Atypical Antidepressants: Bupropion
Dopamine/norepinephrine reuptake inhibitor; lowers seizure threshold; minimal sexual dysfunction; contraindicated in eating disorders.
Atypical Antidepressants: Mirtazapine
Increases NE and 5-HT via α2 antagonism; causes sedation, weight gain, increased appetite; fewer sexual side effects.
Antidepressants: Contraindications
MAOIs contraindicated with serotonergic drugs due to serotonin syndrome risk; TCAs avoided in suicidal patients due to overdose lethality.

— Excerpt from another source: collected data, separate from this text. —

PR #2453, opened 2026-09-10
refactor(commands): declare project-config admission and recorder sanitization on the flag declaration

### LINKED ISSUE #2445: refactor(commands): declare project-config admission and recorder sanitization on the flag declaration
Wave 2 child of #2409. The "#1665-shaped follow-up" named in PR #2421; hops A11 and A18 in the #2410 hop trace.

## Purpose

A flag that may be set from `agent-device.json`, or that the session recorder may copy into `SessionAction.flags`, is declared once, on its flag declaration. Today each property is a separate hand-maintained allowlist, fail-closed by omission, so adding a flag that needs either behaviour edits the allowlist file as well.

## Baseline

On `main` at `41e2633f10`:

- `PROJECT_CONFIG_FLAG_KEYS`: module-private `Set<FlagKey>` of 85 keys at `src/cli-schema/cli-config.ts:37`. One consumer at `:219` rejects any project-config key outside the set with `INVALID_ARGS`.
- `SANITIZED_FLAG_KEYS`: module-private tuple of 39 keys (33 literals plus `SCREENSHOT_ACTION_FLAG_KEYS` from `packages/contracts/src/screenshot.ts:81`) at `src/daemon/session-action-recorder.ts:360`. One consumer, `sanitizeFlags` at `:397`, copies only these keys into the recorded action.
- Flag declarations: 156 across `src/commands/cli-grammar/flag-definitions-{action,connection,target,workflow}.ts` (39 / 38 / 44 / 35), typed by `FlagDefinition` at `src/commands/cli-grammar/flag-types.ts:19`. #2421 added `inputDescription` there and derived the command input field from it.
- No test pins membership of either set. A flag omitted from either set is silently rejected or dropped.
- The #2410 hop trace classifies both sets as "fail-closed by omission, so they must move onto the option declaration as explicit fields, never be inferred from a flag's existence".
- Replay of #1665 (`snapshotCustomActions`): the change edited both sets in addition to the declaration.

## Required work

1. Add two required fields to `FlagDefinition`: `projectConfig: boolean` (may be set from `agent-device.json`) and `recorded: boolean` (copied into `SessionAction.flags`). Required, not optional. Omission must be a type error, so the fail-closed property is held by the compiler instead of by a list.
2. Populate the 156 declarations from the current sets exactly (85 true / 71 false; 39 true / 117 false). Mechanical.
3. Derive: `cli-config.ts:219` and `sanitizeFlags` read the sets derived from the declarations. Delete the two literal sets. `SCREENSHOT_ACTION_FLAG_KEYS` stays while `screenshot-options.test.ts` still consumes it.
4. Planted divergence test, per the #2421 pattern (`src/commands/command-input-option-field.test.ts`): flipping `recorded` or `projectConfig` on one declaration changes the corresponding admission or sanitization outcome, observed through the production derivation.

- Re-doing #1665's flag addition edits the declaration (with both fields) and no allowlist. `src/cli-schema/cli-config.ts` and `src/daemon/session-action-recorder.ts` are untouched by the replay.
- The derived sets equal the deleted sets: the PR records the one-off diff (empty) and the existing project-config and recorder tests stay green with no edits.
- A flag declaration without both fields does not compile.

## Non-goals

- Inferring either property from a flag's existence, type or command. Rejected in the trace.
- `CONFIG_EXCLUDED_FLAG_KEYS` (6 keys) and `ENV_EXCLUDED_FLAG_KEYS` (2 keys) at `src/cli-schema/option-schema.ts:21` and `:30`. These are fail-open exclusions with a different safety property. Fold them in only if the same PR shows the same fail-closed guarantee for them; otherwise leave them.
- Per-command `allowedFlags` (36 sites): per-command admission, not collapsible (trace A3).

## Dependencies

None. Builds on #2421 (`ad79461c72`).

thymikee:
## What

A flag's two fail-closed properties — *may it be set from a project `agent-device.json`* and *does the session recorder copy it into `SessionAction.flags`* — move off their hand-maintained allowlists and onto each `FlagDefinition` as required `projectConfig` / `recorded` fields. Omitting either is now a type error, so the compiler holds the fail-closed property a list held by omission.

Closes #2445 (Wave 2 child of #2409; the "#1665-shaped follow-up" named in #2421).

## Changes

- `FlagDefinition` gains required `projectConfig: boolean` and `recorded: boolean`. All 156 declarations plus the 6 `ScreenshotSpecificFlagDefinition` entries carry both.
- **`recorded` is constrained to `CommandFlags` keys by the type**: `FlagDefinition` is a union that pins `recorded` to `false` for a `NonRecordableFlagKey = Exclude<FlagKey, keyof CommandFlags>` (json / help / version / replayMaestro / daemonAuthToken). This preserves the `satisfies readonly (keyof CommandFlags)[]` guard the old list carried, so `recorded: true` on a CLI-only key does not compile and cannot leak into a recorded action.
- `cli-config.ts` and `session-action-recorder.ts` derive their sets from the registry and no longer list keys (`PROJECT_CONFIG_FLAG_KEYS` / `SANITIZED_FLAG_KEYS` literals deleted). `SCREENSHOT_ACTION_FLAG_KEYS` stays (`screenshot-options.test.ts` still consumes it).
- Derivations (`projectConfigFlagKeys()` / `recordedFlagKeys()` in `flag-registry.ts`) recompute per call so each consumer freezes its set at its own module load — which is what lets a planted declaration move the surface. `recordedFlagKeys()` returns `ReadonlySet<RecordableFlagKey>` via a narrowing predicate, so `sanitizeFlags` needs no cast.
- The recorder reaches the derivation through the `cli-schema/command-schema.ts` seam: R2 `commands-floor` forbids `daemon/ -> commands/`.
- Planted-divergence tests per the #2421 pattern, plus two `@ts-expect-error` compile-time pins (missing fields; a CLI-only key cannot opt into recording).
- `docs/agents/cli-flags.md` points at the declaration fields, not the deleted allowlist.

## Acceptance (from the issue)

- **Re-doing #1665 edits the declaration, no allowlist**: both consumer files now derive; re-adding a flag touches only the declaration.
- **Derived sets equal the deleted sets** — one-off diff is **empty** (verified against `HEAD`):
  - PROJECT_CONFIG: derived 85 = original 85; only-derived `[]`, only-orig `[]`
  - RECORDED: derived 39 = original 39; only-derived `[]`, only-orig `[]`
  - `cli-config-trust.test.ts` (19) and `session-action-recorder.test.ts` (27) stay green **with no edits**.
- **A declaration without both fields does not compile**: enforced by the required fields + `@ts-expect-error` pins; full `pnpm typecheck` green.

## Size & design tradeoff

The size bot reports roughly **+3 kB unpacked** (the exact figure drifts run to run — it has shown +3.0 to +3.3 kB; download is slightly negative; startup within noise). The growth is the two required booleans repeated across all 162 declarations in the emitted bundles — inherent to stating the property per declaration rather than in one list.

The smaller alternative is to keep the two sets as standalone allowlists and not touch the declarations: near-zero bundle cost, but it is exactly the "fail-closed by omission, so a new flag edits a second file anyway" shape #2410/#2445 retire, and it cannot express the `CommandFlags` guard on a per-declaration basis. Retaining **required** declarations (so omission is a type error, not a silent drop) over another allowlist is the deliberate tradeoff here: +3 kB unpacked, one file per flag instead of two, and the guard moves onto the declaration.

## Verification

`pnpm build`, `pnpm typecheck` (all packages + examples), `pnpm lint`, `pnpm format:check`, `pnpm check:layering`, `check:production-exports`, `check:mcp-metadata`, `check:gate-manifest`, `check:bundle-owner-files`, `check:package` — all green. Targeted suites: `src/daemon` (2639), `packages/contracts` + `src/commands/capture` + `src/cli/parser` (447), plus cli-schema/commands/cli-grammar and the new test. Rebased onto `main` (`3bbeb61917`); no upstream change touched these files.

## Notes

- `docs/adr/0012-interactive-replay.md` still names `SANITIZED_FLAG_KEYS` in a point-in-time record; left unchanged (ADRs are historical and the described behavior — `--settle`/`--verify` dropped from recordings — is unchanged).

### DIFF
--- a/docs/agents/cli-flags.md
+++ b/docs/agents/cli-flags.md
@@ -8,9 +8,12 @@ Thread a flag only through the layers that consume it:
    flag; find the owner with
    `rg -n "<command>|supportedFlags|allowedFlags" src/commands src/cli-schema src/cli/parser`. For
    schema-only CLI commands, the owner is `SCHEMA_ONLY_CLI_COMMAND_SCHEMAS` in
-   `src/cli-schema/command-overrides.ts`. New flags are operator-only by default. Add a flag to `PROJECT_CONFIG_FLAG_KEYS` in
-   `src/cli-schema/cli-config.ts` only when repository control is safe; this positive allowlist is
-   the completeness gate.
+   `src/cli-schema/command-overrides.ts`. Every flag declaration states `projectConfig`
+   (may be set from a project `agent-device.json`) and `recorded` (the session recorder
+   copies it into `SessionAction.flags`). Both are required, so a new declaration that
+   omits either does not compile — that, not an allowlist, is the completeness gate. Set
+   `projectConfig: true` only when repository control is safe; a new flag is otherwise
+   operator-only. Set `recorded: true` only when a `.ad` recording must carry the flag.
 2. `src/commands/cli-grammar/*`: read the CLI flag into command input.
 3. `src/commands/command-projection.ts` and command-family projection helpers: write the input into
    the daemon request only if the flag affects daemon execution.
--- a/packages/contracts/src/screenshot.ts
+++ b/packages/contracts/src/screenshot.ts
@@ -97,6 +97,8 @@ type ScreenshotSpecificFlagDefinition = {
   max?: number;
   usageLabel: string;
   usageDescription: string;
+  projectConfig: boolean;
+  recorded: boolean;
 };
 
 export const SCREENSHOT_SPECIFIC_FLAG_DEFINITIONS: readonly ScreenshotSpecificFlagDefinition[] = [
@@ -107,6 +109,8 @@ export const SCREENSHOT_SPECIFIC_FLAG_DEFINITIONS: readonly ScreenshotSpecificFl
     usageLabel: '--crop-on <selector-expression>',
     usageDescription:
       'Screenshot: crop the capture to the frame of the selector resolved on the same screen',
+    projectConfig: false,
+    recorded: true,
   },
   {
     key: 'screenshotPixelDensity',
@@ -116,6 +120,8 @@ export const SCREENSHOT_SPECIFIC_FLAG_DEFINITIONS: readonly ScreenshotSpecificFl
     usageLabel: '--pixel-density <n>',
     usageDescription:
       'Screenshot: output PNG pixel density in pixels per logical point (currently supported on iOS simulators)',
+    projectConfig: true,
+    recorded: true,
   },
   {
     key: 'screenshotFullscreen',
@@ -124,6 +130,8 @@ export const SCREENSHOT_SPECIFIC_FLAG_DEFINITIONS: readonly ScreenshotSpecificFl
     usageLabel: '--fullscreen, --full, -f',
     usageDescription:
       'Screenshot: on web capture the full page; on macOS app sessions capture the full desktop instead of the app window',
+    projectConfig: true,
+    recorded: true,
   },
   {
     key: 'screenshotScale',
@@ -134,6 +142,8 @@ export const SCREENSHOT_SPECIFIC_FLAG_DEFINITIONS: readonly ScreenshotSpecificFl
     usageLabel: '--scale <0.01-1>',
     usageDescription:
       'Screenshot: resize both dimensions by this factor (or use AGENT_DEVICE_SCREENSHOT_SCALE)',
+    projectConfig: true,
+    recorded: true,
   },
   {
     key: 'screenshotNoStabilize',
@@ -142,6 +152,8 @@ export const SCREENSHOT_SPECIFIC_FLAG_DEFINITIONS: readonly ScreenshotSpecificFl
     usageLabel: '--no-stabilize',
     usageDescription:
       'Screenshot: skip Android demo-mode/status-bar stabilization and settle delay for low-latency capture loops',
+    projectConfig: true,
+    recorded: true,
   },
   {
     key: 'screenshotNormalizeStatusBar',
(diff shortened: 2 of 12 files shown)


thymikee:
The current admitted and recorded sets are preserved, but the recorder loses a compile-time guard. The old list had to satisfy keyof CommandFlags; recordedFlagKeys now returns any FlagKey and sanitizeFlags casts it, so recorded: true on a CLI-only key such as help or daemonAuthToken compiles. Constrain recorded declarations to CommandFlags keys, remove the cast, and add a compile-time rejection test.

Please also briefly account for the +3.0 kB unpacked growth and the smaller design considered. Explicit required booleans appear to explain most of it; retaining required declarations rather than another allowlist is a reasonable tradeoff to record.

thymikee:
Addressed both points:

**Recorder guard restored on the declaration.** `FlagDefinition` is now a union that pins `recorded` to `false` for a `NonRecordableFlagKey = Exclude<FlagKey, keyof CommandFlags>`, so `recorded: true` on `help` / `json` / `version` / `replayMaestro` / `daemonAuthToken` is a compile error — the same guarantee the old `satisfies readonly (keyof CommandFlags)[]` held, but stated on the declaration. `recordedFlagKeys()` returns `ReadonlySet<RecordableFlagKey>` via a narrowing predicate, and `sanitizeFlags` drops its `as keyof CommandFlags` cast. A `@ts-expect-error` test asserts a CLI-only key cannot opt into recording. Full `tsc`/lint/format/layering and the daemon + config + screenshot suites are green.

**Size.** +3.0 kB unpacked is the two required booleans repeated across 162 declarations; download is `-386 B`. Accounted for in the description along with the smaller alternative (keep the standalone allowlists) and why required-per-declaration wins: one file per flag instead of two, and the `CommandFlags` guard can only live on the declaration.

Rebased onto `main` (`3bbeb61917`).

thymikee:
No remaining code findings at c56f347. The declaration type now prevents CLI-only flags from being recorded, and the derived sets preserve all 85 project-config and 39 recorded keys. Current checks are green; the +3.3 kB unpacked growth is itemized and justified.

1st vs. 2nd Gen Antipsychotics
FGAs (e.g., haloperidol): D2 blockade, higher EPS risk. SGAs (e.g., risperidone, olanzapine): D2 + 5HT2A blockade, lower EPS but higher metabolic risk.
Antipsychotics: MOA
FGAs block D2 receptors. SGAs block D2 and 5-HT2A receptors. Some SGAs also act on other receptors (α, histamine, muscarinic).
Antipsychotics: Adverse Effects
EPS (more common in FGAs), metabolic syndrome (SGAs), QT prolongation, sedation, orthostasis, prolactin elevation, and anticholinergic effects.
CYP450 & Antidepressants
Fluoxetine and paroxetine inhibit CYP2D6; fluvoxamine inhibits CYP1A2 and CYP2C19; drug interactions can impact efficacy and toxicity.
Multidrug Regimen Risks
Combining serotonergic agents increases serotonin syndrome risk; combining CNS depressants (e.g., BZDs + opioids) increases sedation and respiratory depression.
Depression: First- vs. Second-Line Agents
First-line: SSRIs, SNRIs. Second-line: atypical antidepressants (e.g., bupropion, mirtazapine), TCAs, and MAOIs (last-line due to safety).
Antidepressant Class Indications
SSRIs/SNRIs: depression, anxiety; TCAs: depression, pain; bupropion: depression, smoking cessation; trazodone/mirtazapine: depression + insomnia.
Benzodiazepines: MOA
Enhance GABA-A activity by increasing Cl- channel opening frequency; result in CNS depression, anxiolysis, sedation, anticonvulsant effects.
Benzodiazepines: Indications
Acute anxiety, panic disorder, alcohol withdrawal, seizure emergencies, muscle relaxation, pre-op sedation, short-term insomnia.
SSRI Withdrawal: General Considerations
Abrupt discontinuation can lead to SSRI discontinuation syndrome: flu-like symptoms, insomnia, imbalance, sensory disturbances, and hyperarousal. Tapering is essential to minimize symptoms.